The last and simplest — you'll see soon how the pun is intended — of Krugman's rules of research is "Simplify, simplify".
... always try to express your ideas in the simplest possible model. The act of stripping down to this minimalist model will force you to get to the essence of what you are trying to say (and will also make obvious to you those situations in which you actually have nothing to say). And this minimalist model will then be easy to explain to other economists as well.
In the same way, it helps to think about what you're trying to do in the simplest possible way, both as an explanatory device and as a disciplinary one.

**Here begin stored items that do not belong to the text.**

Issue #120, opened 2018-05-10
Refactoring: handle all CLI in common opts parser


smacker:
1. Apps parsers should inherit base parser with common options like db, versbose and so on.
2. Add support to read the same options from env variables

bzz:
This will allow to get rid of https://github.com/src-d/gemini/blob/master/scripts/common_params.sh

bzz:
Do not forget: change shell wrappers to remove this https://github.com/src-d/gemini/pull/125/files#r194036469

bzz:
and also remove it from `./release.sh`

PR #125, opened 2018-06-08
Packaging

### LINKED ISSUE #124: Improve packaging to reduce applications start time
Right now all commands rely on running `sbt` to get the right set of dependencies at runtime classpath.

Also only Spark application's release artefact for `./hash` is a fatJar and include all dependencies (except Spark itself), and `./query` and `./report` are slim and rely on presence of dependencies at classpath from external source.

This issue is about changing the build structure, so:
 - Spark and non-Spark applications build artefacts ideally need to be fat jars with all the dependencies included
 - shell wrappers need to be changed to become something like `java -cp XXX ClassName`

This will still have overhead of JVM process cold start time, but that is totally fine for now.

bzz:
Fixes #124 

- [x] better CLI output on -v
- [x] fatJar packaging
- [ ] fatJar + deps

### DIFF
--- a/README.md
+++ b/README.md
@@ -157,5 +157,5 @@ bblfsh-sdk-tools fixtures -p .proto -l <LANG> <path-to-source-code-file>
 
 ## License
 
-Copyright (C) 2017 source{d}.
+Copyright (C) 2018 source{d}.
 This project is licensed under the [GNU General Public License v3.0](LICENSE).
--- a/README.md
+++ b/README.md
@@ -135,11 +135,6 @@ Build, fatJar for Apache Spark (hash, report)
 ./sbt assembly
 ```
 
-Build, for query
-```
-./sbt package
-```
-
 Tests (with embedded Cassandra)
 ```
 ./sbt test
--- a/hash
+++ b/hash
@@ -11,7 +11,7 @@ deps_jar="target/gemini-assembly-${version}-deps.jar"
 build_deps_command="./sbt assemblyPackageDependency"
 current_dir="$(dirname "$0")"
 
-app_class="tech.sourced.gemini.HashSparkApp"
+app_class="tech.sourced.gemini.cmd.HashSparkApp"
 app_name="Gemini - hashing"
 
 hash java >/dev/null 2>&1 || { echo "Please install Java" >&2; exit 1; }
--- a/hash
+++ b/hash
@@ -29,6 +29,7 @@ fi
 
 sparkSubmit() {
     if hash spark-submit 2>/dev/null; then
+        echo "Using spark-submit from PATH, which is $(which spark-submit)"
         exec spark-submit "$@"
     elif [[ -n "${SPARK_HOME}" ]]; then
         echo "Using spark-submit from ${SPARK_HOME}"
--- a/hash
+++ b/hash
@@ -1,14 +1,14 @@
 #!/bin/bash
-# Convenience script to run hashing over a set repositories in .siva files
+# Convenience script to run hashing over a set repositories
 
 E_NO_SPARK=2
 E_BUILD_FAILED=1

Explanatory first.
Most of us know the joy of walking around with some grand design in our heads, and the subsequent embarrassment of trying, and failing, to explain it to other people. "Well, it's about this guy who — no wait, first there's this dog, and — " If they haven't already walked away from you by then, they're being charitable.
The "elevator pitch" is both respected and reviled, because it forces you to give someone the ten-second, standing-on-one-foot version of the story. But people squirm at it because they feel like they're doing violence to their precious little concept by boiling it down to its bones. My point is twofold:
a) If your story doesn't have good bones to begin with, then there's a good chance it won't survive such a boil-down anyway, and
b) The reason you boil it down is not to do violence to it, but to intrigue other people. I emphasize this because people often feel they are doing their audiences a disservice by "misrepresenting" their work. But you're not — if your work is good and has things in it that will draw the attention of others, then don't worry about them getting bent out of shape if you left out a few details on the way in. I cringed when I heard how the Brothers Schrader had pitched The Yakuza to Warner Brothers as "Bruce Lee meets The Godfather", but it got the project sold.

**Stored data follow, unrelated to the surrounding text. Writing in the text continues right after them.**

PR #134, opened 2018-06-19
Refactor opts parsing

smacker:
Part of #120 about reading env vars.
The refactoring of configs isn't as easy as I would like it to be. I'll do it in separate PR.


smacker:
CI is failing because of:
```
$ go run ./src/main/go/query.go ./src/test/resources/LICENSE
# github.com/gocql/gocql
../../../gopath/src/github.com/gocql/gocql/connectionpool.go:62: sslOpts.Config.Clone undefined (type *tls.Config has no field or method Clone, but does have tls.clone)
```

it's unrelated to the PR.

bzz:
CI failure seems to be related to https://github.com/gocql/gocql/pull/1143 - thank you for the notice, will take a look.

src/main/scala/tech/sourced/gemini/cmd/Parser.scala
```diff
@@ -0,0 +1,43 @@
...
+    val cliNames = args
+      .filter(arg => arg.startsWith("-")) // remove positional arguments
+      .map(arg => arg.split("=", 2)(0))
+      .map(name => shortToFullMapping.getOrElse(name, name)) // convert short names to full names
+
+    val envNames = options
+      .map(opt => opt.fullName)
+      .filter(name => name.startsWith("--")) // remove positional arguments
+      .filterNot(name => name == "verbose") // we don't support verbose as env var
+      .filterNot(name => cliNames.contains(name)) // don't read env vars for passed flags
```
bzz: Could you please help me understand high-level logic of ENV VAR vs CLI flags?

Usual expectations from configuration subsystem are:
 - all configuration options (except input path, which is always passed though positional arg) can be set either though `ENV_VAR` or though CLI flags (`--env-var`, `-e`)
 - one form has precedence over another i.e CLI flags always override ENV VARs

This has benefits of simplicity and predictability for the end user.

Would that be the case right now or do you think there is a better option? Thanks!

smacker: yes. It works exactly as you described. I hoped comments in the code make it clear.

bzz: Nice! Thank you, was confused with that some env vars are not read.

> we don't support verbose as env var

What is the reason for that?

smacker: The code doesn't read env vars which were provided by flags already. (they will override env vars anyway but it would make code more complicated)

> we don't support verbose as env var. What is the reason for that?
currently, in master, we don't read verbose env variable. The PR is refactoring. Refactoring usually shouldn't change the way how the code works only internals.

though I don't see any problem with enabling it.

bzz: Awesome, yes, thank you again for explanation!

bzz:
Looks good, let's make sure all flags (except for positional) are accepted as env vars and :shipit: !

smacker:
I removed filter of verbose flag. Merging.

PR #140, opened 2018-06-21
Hash: apply performant defaults for PGA

bzz:
- smaller size of input data per thread
 - fix env var name in docker compose
 - add more memory for Spark in local mode (docker compose)
 - switch to efficient serialization library
 - change caching strategy (spill on disk serialized objects)

### DIFF
--- a/docker-compose.yml
+++ b/docker-compose.yml
@@ -6,9 +6,11 @@ services:
       - ./repositories:/repositories
       - ./query:/query
     environment:
-      DB_HOST: scylla
+      HOST: scylla
       BBLFSH_HOST: bblfshd
       FEATURES_EXTRACTOR_HOST: featurext
+    ports:
+      - "4040:4040"
 
   scylla:
     image: scylladb/scylla:2.0.0
@@ -23,6 +25,8 @@ services:
       - "127.0.0.1"
       - "--memory"
       - "2G"
+    ports:
+      - "9042:9042"
 
   featurext:
     build:
--- a/hash
+++ b/hash
@@ -46,6 +46,7 @@ sparkSubmit() {
 #  --conf "spark.local.dir=/spark-temp-data" \
 #  --conf "spark.executor.extraJavaOptions=-Djava.io.tmpdir=/spark-temp-data" \
 #  --conf "spark.eventLog.enabled=true" \
+#  --conf "spark.eventLog.dir=/repositories"
 
 # https://issues.apache.org/jira/browse/SPARK-16784
 # spark.executor.extraJavaOptions=-Dlog4j.configuration=log4j-spark.properties
@@ -55,6 +56,7 @@ sparkSubmit \
   --master "${MASTER:=local[*]}" \
   --name "${app_name}" \
   --jars "${deps_jar}" \
+  --conf "spark.driver.memory=4g" \
   --conf "spark.executor.memory=4g" \
   --conf "spark.default.parallelism=8" \
   --conf "spark.tech.sourced.engine.skip.read.errors=true" \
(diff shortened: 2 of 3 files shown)


docker-compose.yml
```diff
@@ -6,9 +6,11 @@ services:
       - ./repositories:/repositories
       - ./query:/query
     environment:
-      DB_HOST: scylla
+      HOST: scylla
       BBLFSH_HOST: bblfshd
       FEATURES_EXTRACTOR_HOST: featurext
+    ports:
```
smacker: one of the reasons why there are no ports - make sure user can run gemini without port collisions.

hash
```diff
@@ -55,8 +56,12 @@ sparkSubmit \
   --master "${MASTER:=local[*]}" \
   --name "${app_name}" \
   --jars "${deps_jar}" \
+  --conf "spark.driver.memory=4g" \
```
smacker: does it mean we require 4GB of memory to be given to docker?
If yes we need at least to document it. For "docker for mac" the default value is 1GB if I remember right.

src/main/scala/tech/sourced/gemini/Hash.scala
```diff
@@ -33,8 +34,8 @@ class Hash(session: SparkSession, log: Slf4jLogger) {
     * @param repos DataFrame with engine.getRepositories schema
     */
   def forRepos(repos: DataFrame): HashResult = {
-    val files = filesForRepos(repos).cache()
-    val uasts = extractUast(files).cache()
+    val files = filesForRepos(repos).persist(StorageLevel.MEMORY_AND_DISK_SER)
+    val uasts = extractUast(files).persist(StorageLevel.MEMORY_AND_DISK_SER)
```
smacker: should we make this option configurable?

hash
```diff
@@ -55,8 +56,12 @@ sparkSubmit \
...
   --conf "spark.executor.memory=4g" \
   --conf "spark.default.parallelism=8" \
+  --conf "spark.serializer=org.apache.spark.serializer.KryoSerializer" \
```
smacker: According to the [docs](https://spark.apache.org/docs/latest/tuning.html#data-serialization) KryoSerializer requires classes registration. Should we at least create an issue for that?

docker-compose.yml
bzz: I see. But without having this we would not be able to point users of `docker-compose` to Spark web ui, which is crucial for debugging.

hash
bzz: No, it does not. I just max capacity that the Driver JVM process possibly can take.

src/main/scala/tech/sourced/gemini/Hash.scala
bzz: We will, one day, after fine-tuning and understanding performance implications better. For now, it just changes the default persistence level from one to another.

hash
bzz: 👍 this is not mandatory but indeed will save some space later on https://github.com/src-d/gemini/issues/141

bzz:
> the main concern is how gemini will work with default configuration on docker

Valid concern, thank you for raising it. In short - it will not. 

Long story: you can see it yourself - a [quick search](https://github.com/apache/spark/search?q=spark+driver+memory&unscoped_q=spark+driver+memory) over Spark source code reveals that [this option](https://github.com/apache/spark/blob/f5fe63f7b8546b0102d7bfaf3dde77379f58a4d1/launcher/src/main/java/org/apache/spark/launcher/SparkClassCommandBuilder.java#L111) will set JVM `-Xmx` argument that is a standard for setting the [maximum heap size](https://www.eclipse.org/openj9/docs/xms/) of the process.

Hope this addresses the concern.

docker-compose.yml
smacker: I would suggest such users use `.host.yaml` config. But okay. The only problem I'll have to edit `docker-compose.yml` every time when I want to test it with docker-compose but I can live with it.

PR #142, opened 2018-06-24
Use JSON parser

bzz:
`scala.util.parsing.json` is deprecated and known to be not production ready parser implementation.

This PR replaces it with Jackson, that has performance benefit at Apache Spark case - it avoid copying 100s Mb object on the Driver.


bzz:
> not sure why terminate gRPC connection is here 

it's just because it has been noticed while working on this, and is small enough that does not worth overhead of having another PR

Sometimes you have to go to someone else to figure out what can be said most succinctly about your work, as when Steven Savage summed up my Flight of the Vajra as "A more responsible version of Tony Stark finds he's got to save the galaxy - and his team consists of a circus acrobat, a futuristic Dali Lama, Jim Gordon, Seven of Nine, and David Bowie." I could not have thought that up in any number of lifetimes.
OK, now disciplinary. By this I mean having some succinct idea of what your story really is, under it all, keeps you from meandering. Or, if you do meander, you know how to get back home. Everything that gets put into a story gets put there for a reason, and if you know the reason like your own name, you never get lost. It also keeps you from confusing length with depth, and complexity with convolution.

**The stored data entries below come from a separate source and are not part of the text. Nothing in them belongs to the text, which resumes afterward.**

PR #145, opened 2018-06-25
Hash: refactoring of feature hashing

bzz:
Based on #142  (only last 3 commits are new)

 - [x] This changes client API to make explicit dependency on expensive WMH data-structure,
instead of a keeping it in a global static state.

   This allows for more fine-grain control over resources and speeds up hashing ~2.5 times by removing excessive synchronization between task threads in executors processes on Spark.

 - [x] Broadcast DocFreq to avoid sending it \w every task (~100Mb for 1 PGA bucket)

### DIFF
--- a/src/main/scala/tech/sourced/gemini/FeaturesHash.scala
+++ b/src/main/scala/tech/sourced/gemini/FeaturesHash.scala
@@ -2,7 +2,6 @@ package tech.sourced.gemini
 
 import tech.sourced.featurext.generated.service.Feature
 
-import scala.collection.mutable
 import scala.collection.Searching._
 
 object FeaturesHash {
@@ -44,10 +43,10 @@ object FeaturesHash {
     * @param docFreq
     * @return
     */
-  private def toBagOfFeatures(features: Iterable[Feature], docFreq: OrderedDocFreq): Array[Double] = {
+  def toBagOfFeatures(features: Iterable[Feature], docFreq: OrderedDocFreq): Array[Double] = {
     val OrderedDocFreq(docs, tokens, df) = docFreq
 
-    val bag = new Array[Double](tokens.size)//mutable.ArrayBuffer.fill(tokens.size)(0.toDouble)
+    val bag = new Array[Double](tokens.size) //mutable.ArrayBuffer.fill(tokens.size)(0.toDouble)
     features.foreach { feature =>
       tokens.search(feature.name) match {
         case Found(idx) => {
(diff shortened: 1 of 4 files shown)


src/main/scala/tech/sourced/gemini/FeaturesHash.scala
```diff
@@ -44,10 +43,10 @@ object FeaturesHash {
     * @param docFreq
     * @return
     */
-  private def toBagOfFeatures(features: Iterable[Feature], docFreq: OrderedDocFreq): Array[Double] = {
+  def toBagOfFeatures(features: Iterable[Feature], docFreq: OrderedDocFreq): Array[Double] = {
     val OrderedDocFreq(docs, tokens, df) = docFreq
 
-    val bag = new Array[Double](tokens.size)//mutable.ArrayBuffer.fill(tokens.size)(0.toDouble)
+    val bag = new Array[Double](tokens.size) //mutable.ArrayBuffer.fill(tokens.size)(0.toDouble)
```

I've noticed people often have trouble with the idea of not putting anything in that doesn't really need to be there. The problem is that they fall in love with things — a moment, a beat, an idea, a flashy something — and they want to give it a home. Not a bad impulse, but that's why you write it down somewhere else and then take a good hard look at it. One nice thing about keeping such a goodie bag is that you're never short of things to toss in to liven a story up — and if you've been diligent and saved plenty of those things, you increase the odds of finding the thing that matches the story best and — how's this for irony? — helps you keep it simple.